_Material supplied_:
PR #371, opened 2017-06-14
Stabilize spawning an asynchronous task and convenience methods on ThreadPool

nikomatsakis:
Building on #368, this branch stabilizes the `spawn` API and a bunch of convenience methods in `ThreadPool`:

- `rayon_core::ThreadPool::join`
- `rayon_core::ThreadPool::scope`
- `rayon_core::ThreadPool::spawn`
- `rayon_core::spawn` -- runs async task in current (or global) thread-pool

The only one that enables something fundamentally new that wasn't available in a stable API is `rayon_core::spawn`. The `ThreadPool` APIs are convenience wrappers around other APIs.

_What is required_:
Retype all of the entries precisely as they are.

_Reply_:
PR #371, opened 2017-06-14
Stabilize spawning an asynchronous task and convenience methods on ThreadPool

nikomatsakis:
Building on #368, this branch stabilizes the `spawn` API and a bunch of convenience methods in `ThreadPool`:

- `rayon_core::ThreadPool::join`
- `rayon_core::ThreadPool::scope`
- `rayon_core::ThreadPool::spawn`
- `rayon_core::spawn` -- runs async task in current (or global) thread-pool

The only one that enables something fundamentally new that wasn't available in a stable API is `rayon_core::spawn`. The `ThreadPool` APIs are convenience wrappers around other APIs.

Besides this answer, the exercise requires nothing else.